Becoming Fluent in Shochu, Japan’s Answer to Vodka

Shochu, quite simply, is a flavorful, aromatic, usually clear distilled spirit with a rather low alcohol content: around 25 percent by volume, or 50 proof. “It’s like Japanese vodka.
That’s how I sometimes tell people to think of it,” says Andrew Stover, sommelier at Sei in Penn Quarter. The restaurant and lounge carries about 20 shochus, one of the region’s largest selections.
Of course, shochu is lighter than vodka’s usual 80 proof. Like vodka, it can be produced in many ways, and many people are doing so, with more than 600 shochu distilleries in Japan. Shochus can be made from five base ingredients: mugi (barley), satsumaimo (sweet potato), kome (rice), soba (Japanese buckwheat) and kokuto (brown sugar). Before shochu is distilled, its production process is similar to that of sake in that koji, or mold spores, are used to start fermentation. The type of koji is another major factor in shochu’s taste, and there are three: White koji creates a fruitier and gentler spirit, black koji creates a more robust taste, and yellow koji is somewhere in between.
The highest-quality shochu, called honkaku (“authentic”), is single-distilled. In fact, the single distillation, at very low proof, is really what gives shochu its unique aromas and flavors. Once you start distilling shochu more than one time, it becomes . . . well, like vodka.
Overall, shochu provides an incredibly subtle taste experience. My favorites were the barley shochus, which I felt best balanced robust flavor with the fruit and floral aromas: in particular, the racy Iichiko “Kurobin” (around $50) and the mellow Gokoo “Comfortable Sky” ($40), which is aged in oak barrels for three years and had a whiskeylike profile.

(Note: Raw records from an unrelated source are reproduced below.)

PR #4619, opened 2021-07-24
GIF: Reimplement GIF FIFO to enable only when it is needed.

refractionpcsx2:
### Description of Changes
Reworks the GIF FIFO to always be enabled and only kick in when needed.  Savestate version bumped

### Rationale behind Changes
The old GIF FIFO was a bit janky/broken and it was quite slow when used, the new changes allow it to always be on without impacting performance.

### Suggested Testing Steps
Test mainly games which used to have the GIF FIFO hack entry in the GameDB, or games which use PATH3 masking, these will be impacted the most

### DIFF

Sweet potato shochu, in particular, rose to popularity in Japan in the past decade, triggering a shortage of sweet potatoes in that country. The most coveted sweet potato shochus come from Satsuma, a district in Kagoshima considered the historic home of shochu, dating to the 16th century. From Sei’s list, I enjoyed an expression of sweet-potato shochu called Satsuma Shiranami ($35), which was bold and pungent with a touch of sweet, and fiery around the edges.

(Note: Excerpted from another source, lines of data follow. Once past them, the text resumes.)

PR #4580, opened 2021-07-22
PCSX2-GUI: Restore Defaults button - speedhacks panel

RedDevilus:
### Description of Changes

Move to higher position of Restore Defauls in speedhacks panel.
Master:
BrokenMaster1
BrokenMaster2RestoreBelowOtherButtons
BrokenMaster3ResizeStdExpandSmall
PR:
2021-07-22_08-18 HackFix SpeedHacks

### Rationale behind Changes

Recent change to icon alignment made speedhacks panel act in odds with Restore Defaults. Presumably a DPI issue with combination of GUI issue.
### Suggested Testing Steps

Mess around with the sliders and the presets. Note this won't be perfect either way.

PR #4620, opened 2021-07-25
PCSX2-GUI: Rehaul BIOS / Folder Selector

RedDevilus:
### Description of Changes

- Remove button BIOS / Folder Selector in GUI
- Move BIOS / Folder Selector contents in General Settings
### Rationale behind Changes

- Since emulation settings has been renamed general settings, we can put BIOS and Folder in the same location where people have an overview and can just use tab key on icons or mouse. Less confusion and also fixes the speedhacks section *for the zillionth time*.
### Suggested Testing Steps

- Test if runtime wizard works, game starts and esspecialy emulation settings (while checking size of the window is good enough)

### DIFF
--- a/3rdparty/wxwidgets3.0/src/common/sizer.cpp
+++ b/3rdparty/wxwidgets3.0/src/common/sizer.cpp
@@ -1040,10 +1040,10 @@ wxSize wxSizer::GetMinSize()
     return ret;
 }
 
-void wxSizer::DoSetMinSize(int width, int height)
+void wxSizer::DoSetMinSize( int width, int height )
 {
-	m_minSize.x = width;
-	m_minSize.y = height;
+    m_minSize.x = width;
+    m_minSize.y = height;
 }
 
 bool wxSizer::DoSetItemMinSize( wxWindow *window, int width, int height )
--- a/3rdparty/wxwidgets3.0/src/common/sizer.cpp
+++ b/3rdparty/wxwidgets3.0/src/common/sizer.cpp
@@ -1040,10 +1040,10 @@ wxSize wxSizer::GetMinSize()
     return ret;
 }
 
-void wxSizer::DoSetMinSize( int width, int height )
+void wxSizer::DoSetMinSize(int width, int height)
 {
-    m_minSize.x = width;
-    m_minSize.y = height;
+	m_minSize.x = width;
+	m_minSize.y = height * 1.6; // Hackfix: There is no real fixed height, workaround for general settings where BIOS / Folders / GS Window / Speedhacks and others reside in.
 }
 
 bool wxSizer::DoSetItemMinSize( wxWindow *window, int width, int height )
--- a/3rdparty/wxwidgets3.0/src/common/sizer.cpp
+++ b/3rdparty/wxwidgets3.0/src/common/sizer.cpp
@@ -1043,7 +1043,7 @@ wxSize wxSizer::GetMinSize()
 void wxSizer::DoSetMinSize(int width, int height)
 {
 	m_minSize.x = width;
-	m_minSize.y = height * 1.6; // Hackfix: There is no real fixed height, workaround for general settings where BIOS / Folders / GS Window / Speedhacks and others reside in.
+	m_minSize.y = height;
 }
 
 bool wxSizer::DoSetItemMinSize( wxWindow *window, int width, int height )
--- a/common/include/Utilities/wxGuiTools.h
+++ b/common/include/Utilities/wxGuiTools.h
@@ -257,7 +257,6 @@ void operator+=(wxWindow &target, WinType &src)
         return;
     *target.GetSizer() += src;
 }
-
 template <typename WinType>
 void operator+=(wxWindow &target, const pxWindowAndFlags<WinType> &src)
 {
--- a/common/include/Utilities/wxGuiTools.h
+++ b/common/include/Utilities/wxGuiTools.h
@@ -257,6 +257,7 @@ void operator+=(wxWindow &target, WinType &src)
         return;
     *target.GetSizer() += src;
 }
+
 template <typename WinType>
 void operator+=(wxWindow &target, const pxWindowAndFlags<WinType> &src)
 {
--- a/pcsx2/gui/Dialogs/FirstTimeWizard.cpp
+++ b/pcsx2/gui/Dialogs/FirstTimeWizard.cpp
@@ -1,5 +1,5 @@
 /*  PCSX2 - PS2 Emulator for PCs
- *  Copyright (C) 2002-2010  PCSX2 Dev Team
+ *  Copyright (C) 2002-2021  PCSX2 Dev Team
  *
  *  PCSX2 is free software: you can redistribute it and/or modify it under the terms
  *  of the GNU Lesser General Public License as published by the Free Software Found-
@@ -227,6 +227,6 @@ void FirstTimeWizard::OnPageChanging( wxWizardEvent& evt )
 
 void FirstTimeWizard::OnPageChanged( wxWizardEvent& evt )
 {
-	if( ((sptr)evt.GetPage() == (sptr)&m_page_bios) )
-		m_panel_BiosSel.OnShown();
+	//	if( ((sptr)evt.GetPage() == (sptr)&m_page_bios) )			// FirstTimeWizard panel which prevents the user for clicking on finish to the main PCSX2 menu , it has the warning message:
+	//	m_panel_BiosSel.OnShown();									// .SetUserMsg(pxE(L"Please select a valid BIOS.  If you are unable to make a valid selection then press Cancel to close the Configuration panel."));
 }
--- a/pcsx2/gui/Dialogs/FirstTimeWizard.cpp
+++ b/pcsx2/gui/Dialogs/FirstTimeWizard.cpp
@@ -228,5 +228,5 @@ void FirstTimeWizard::OnPageChanging( wxWizardEvent& evt )
 void FirstTimeWizard::OnPageChanged( wxWizardEvent& evt )
 {
 	if( ((sptr)evt.GetPage() == (sptr)&m_page_bios) )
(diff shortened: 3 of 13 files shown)


RedDevilus:
On my PC:

image
FirstTimeSetup
image

kleinkkk (approved):

kozarovv:
I'm not sure that is good idea to put two least used options on top of column.

RedDevilus:
Yeah and it's a mess to work correctly. But im bot against putting at bottom which is what i originally did.

Shoegzer:
Nice idea @RedDevilus.  Just a thought, but perhaps it's worth considering not having a separate section just for BIOS.  In other words, move the "BIOS Search Path" option to the bottom of the folders section and simply require the user to select a BIOS ROM file vs. a path.  This would at least keep all "folder/file selection" options in one place while retaining consistency with most other emulators in the way BIOS files are chosen.  The "Select a BIOS ROM" window could be retained if it was absolutely necessary though I wouldn't miss it.  Thoughts?

RedDevilus:
I'd rather have something like what DobieStation has:
Give a set path for browse+ pick bios.

I constantly have to browse to my correct path whenever i get development builds. I've noticed there are bigger issues lying beneath the BIOS / folder selector which makes it very hard to me and would need some help with the multi inheritance situation. I did increase the height as temporary fix so it could technically fit but WX just scares me and it will be torn out when QT comes so i have some thinking to do.

Shoegzer:
Fair points, they make sense to me.  And moving the BIOS selector to the folders area could be just food for thought until the Qt move anyway, I don't blame you at all for being WX-gunshy. ;)

3rdparty/wxwidgets3.0/src/common/sizer.cpp
```diff
@@ -1040,10 +1040,10 @@ wxSize wxSizer::GetMinSize()
     return ret;
 }
 
-void wxSizer::DoSetMinSize( int width, int height )
+void wxSizer::DoSetMinSize(int width, int height)
 {
-    m_minSize.x = width;
-    m_minSize.y = height;
+	m_minSize.x = width;
+	m_minSize.y = height * 1.6; // Hackfix: There is no real fixed height, workaround for general settings where BIOS / Folders / GS Window / Speedhacks and others reside in.
```
GovanifY, line 1046: no no no NO. no 3rdparty patches please damnit

GovanifY (changes requested):
LGTM code wise, others will have to approve on the design though; I don't mind either way.

Except for that 3rdparty patch. What even is this? Why do you add a hack on wxwidgets??

3rdparty/wxwidgets3.0/src/common/sizer.cpp
RedDevilus: Look at this problem: https://github.com/PCSX2/pcsx2/pull/4580

RedDevilus: Buttons like ok and cancel are dpi sensitive and restore restore defaults just dissapears. It's also bad on other languag

GovanifY: see how we handle multi-DPI scaling here: https://github.com/PCSX2/pcsx2/blob/master/pcsx2/gui/Dialogs/AboutBoxDialog.cpp#L38

also either way the bug isn't the issue here, the solution you're proposing is the issue! there is approximately 0% of chance seeing your pr merged with a 3rdparty hack

RedDevilus: I'll fix it then.

vsub:
That's nice but it makes the window longer
How about place that side panel at the top(my poor photoshop attempt)and maybe add the memory cards too so less dialogs
Untitled-1

lightningterror:
I believe it used to be at the top in the past but had issues?

kleinkkk (approved):

lightningterror:
Status?

RedDevilus:
Still need to fix the height factor in a non-hacky way.

lightningterror:
> Still need to fix the height factor in a non-hacky way.

Hmm, if the issue is also present on master we can still merge the current changes anyway.

refractionpcsx2:
> > Still need to fix the height factor in a non-hacky way.
> 
> Hmm, if the issue is also present on master we can still merge the current changes anyway.

The hack requires modifying WX, and we don't really want to do that.

lightningterror:
> > > Still need to fix the height factor in a non-hacky way.
> > 
> > 
> > Hmm, if the issue is also present on master we can still merge the current changes anyway.
> 
> The hack requires modifying WX, and we don't really want to do that.

I meant excluding the hackfix, which can be fixed in a different pr later on if it's an issue on master as well.

RedDevilus:
I suppose, WX is smart enough to add sliders for the icons so it's a minor inconvenience for now. I'll remove the hackfix.

RedDevilus:
I have removed the hackfix.

Hackfix:
image

Current:
image

Keep in mind there is some differences depending on resolution and DPI.

3rdparty/wxwidgets3.0/src/common/sizer.cpp
```diff
@@ -1040,10 +1040,10 @@ wxSize wxSizer::GetMinSize()
     return ret;
 }
 
-void wxSizer::DoSetMinSize( int width, int height )
+void wxSizer::DoSetMinSize(int width, int height)
 {
-    m_minSize.x = width;
-    m_minSize.y = height;
+	m_minSize.x = width;
+	m_minSize.y = height;
```
lightningterror, line 1046: Need to undo formatting changes too.

pcsx2/gui/Dialogs/FirstTimeWizard.cpp
```diff
@@ -228,5 +228,5 @@ void FirstTimeWizard::OnPageChanging( wxWizardEvent& evt )
 void FirstTimeWizard::OnPageChanged( wxWizardEvent& evt )
 {
 	if( ((sptr)evt.GetPage() == (sptr)&m_page_bios) )
-		m_panel_BiosSel.OnShown();
+	    m_panel_BiosSel.OnShown();
```
lightningterror, line 231: Spaces.

RedDevilus:
Formatting should be fine now

common/include/Utilities/wxGuiTools.h
```diff
@@ -257,7 +257,6 @@ void operator+=(wxWindow &target, WinType &src)
         return;
     *target.GetSizer() += src;
 }
-
```
lightningterror, line 260: This too, useless.

RedDevilus: Fixed

pcsx2/gui/Dialogs/SysConfigDialog.cpp
```diff
@@ -192,7 +192,7 @@ void Dialogs::SysConfigDialog::Cancel()
 }
 
 Dialogs::SysConfigDialog::SysConfigDialog(wxWindow* parent)
-	: BaseConfigurationDialog( parent, AddAppName(_("Emulation Settings - %s")), 580 )
+	: BaseConfigurationDialog( parent, AddAppName(_("General Settings - %s")), 600 )
```
lightningterror, line 195: Hm, why the 600 change?

RedDevilus: Testing but forgot

pcsx2/gui/Panels/PathsPanel.cpp
```diff
@@ -79,3 +74,13 @@ Panels::StandardPathsPanel::StandardPathsPanel( wxWindow* parent )
...
 
+void Panels::StandardPathsPanel::Apply()
+{
+
+}
+
+void Panels::StandardPathsPanel::AppStatusEvent_OnSettingsApplied()
+{
+
+}
```
lightningterror, line 85: What purpose do these functions serve?

RedDevilus: This fixes the warning in first time wizard and the function to block users to not press next until they provide a valid bios.

RedDevilus: It relies on the fuction  onselbios, a cursor or atleast an update to the screen where you pick a bios.

So it handles this:
image

Whoever created this made it hardcoded and obfuscated.

GovanifY: Yep, I can confirm those are necessary, they are assumed to be defined by inheritance. Other windows have them dummied out too; blame wx/air

lightningterror (approved):
Looks good, just need one last round of testing.

pcsx2/gui/Dialogs/SysConfigDialog.cpp
```diff
@@ -202,6 +202,8 @@ Dialogs::SysConfigDialog::SysConfigDialog(wxWindow* parent)
 
 	//NOTE: all pages which are added to SysConfigDialog must be of class BaseApplicableConfigPanel or derived.
 	//		see comment inside UpdateGuiForPreset implementation for more info.
+	AddPage<BiosSelectorPanel>		( pxL("BIOS"),			cfgid.Cpu );
+	AddPage<StandardPathsPanel>		( pxL("Folders"),		cfgid.Paths );
```
tadanokojin, line 206: formatting

RedDevilus: image

How is it displaying it like that?

tadanokojin: tabs sucking at aligning things maybe, it's not really a huge issue.

tadanokojin (approved):
LGTM. @GovanifY can you verified your requested change has been made?

GovanifY (approved):
Yep, all good!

Another favorite was a rice shochu called Hakushika “Naka Naka Nai” ($35 per 750 ml), which means something like “very limited.” It is aged in cedar casks and has wonderful white-pepper notes. I also tasted a fascinating brown-sugar shochu produced in Japan’s Amami Islands. Sei carries one example of this type, and it tastes a lot like a low-proof cachaca, the Brazilian cane spirit. In fact, the restaurant sometimes substitutes it for cachaca in a drink called a Japanese caipirinha.